**** Data in this exercise ****
PR #2614, opened 2026-04-21
AirfRANS: lr=3e-4 + T_max=10 (lower LR phase transition)

tcapelle:
## Hypothesis
The current best (PR #2556) uses lr=5e-4 + T_max=10 and achieves 0.0248 val surface_mse via a phase transition at epoch 40. A lower learning rate (lr=3e-4) with the same T_max=10 may produce a deeper, more stable phase transition — the oscillation amplitude is smaller so the LR trough is at 0 but the plateau before is lower, potentially enabling the model to settle into a better minimum. This pairs with senku's lr=1e-3 run as part of the `airfrans-tmax10-lr` group sweep to bracket the optimal LR.

## Instructions

Run the following command exactly:

```bash
cd target/icml2026 && python train.py \
  --dataset airfrans \
  --airfrans_task full \
  --optimizer adamw \
  --lr 3e-4 \
  --cosine_t_max 10 \
  --no-use-ema \
  --enable-fourier \
  --epochs 999 \
  --wandb_group airfrans-tmax10-lr
```

This uses the 3L/192d architecture (same as the winning baseline) but with lr=3e-4 instead of 5e-4. Report `val_primary/surface_mse` and the W&B run ID in PR comments. Note the epoch at which any phase transition occurred.

## Baseline

Current best metrics from BASELINE.md (PR #2556):
- **val_primary/surface_mse:** 0.0248 (target to beat)
- **W&B run:** 7qre8z5x (41 epochs, phase transition at epoch 40)
- **Architecture:** 3L/192d + Fourier + no-EMA + AdamW lr=5e-4 + T_max=10
- **Reproduce:** `cd target/icml2026 && python train.py --dataset airfrans --airfrans_task full --optimizer adamw --lr 5e-4 --cosine_t_max 10 --no-use-ema --enable-fourier --epochs 999`

PR #2664, opened 2026-04-21
AirfRANS: 3L/256d width expansion + lr=3e-4 T_max=10

tcapelle:
## Hypothesis

Two independently confirmed improvements for AirfRANS are: (1) wider hidden dim (256d vs 128d) has shown gains in DrivAerML, and (2) lr=3e-4 beats lr=5e-4 on AirfRANS (PR #2614, 0.0197 vs prior baseline). This experiment compounds both changes simultaneously with AirfRANS: 3 layers × 256 hidden dim + lr=3e-4 + T_max=10. If both effects are additive, we should beat 0.0197. The risk is that 256d + 3 layers may slow convergence within the epoch budget, but at lr=3e-4 the model should still hit a good cosine trough.

## Instructions

```bash
  --dataset airfrans \
  --airfrans_task full \
  --layers 3 \
  --hidden-dim 256 \
  --lr 3e-4 \
  --cosine-t-max 10 \
  --no-use-ema \
  --enable-fourier \
  --wandb_group airfrans-3L256d-lr3e4-tmax10
```

Report: best `val_primary/surface_mse` achieved, at which epoch, and the W&B run ID. Also report whether a phase transition (sudden drop in surface_mse) occurred and if so, at which epoch.

## Baseline

Current best AirfRANS metrics (PR #2614, gilbert):
- `val_primary/surface_mse`: **0.0197**
- W&B run: `v5ka7832`
- Config: 3L/128d (default), lr=3e-4, T_max=10, 41 epochs, `--no-use-ema`, `--enable-fourier`, `--airfrans_task full`
- Reproduce: `cd target/icml2026 && python train.py --dataset airfrans --airfrans_task full --lr 3e-4 --cosine-t-max 10 --no-use-ema --enable-fourier`

External target: 0.0043


tcapelle:
ADVISOR: Closing PR #2664 because ADVISOR: Closing — 3L/256d confirmed dead end. senku, please pick up your next assignment..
****
Search the records for the word "which". Copy each line where it appears.

Solution to the problem
This uses the 3L/192d architecture (same as the winning baseline) but with lr=3e-4 instead of 5e-4. Report `val_primary/surface_mse` and the W&B run ID in PR comments. Note the epoch at which any phase transition occurred.
Report: best `val_primary/surface_mse` achieved, at which epoch, and the W&B run ID. Also report whether a phase transition (sudden drop in surface_mse) occurred and if so, at which epoch.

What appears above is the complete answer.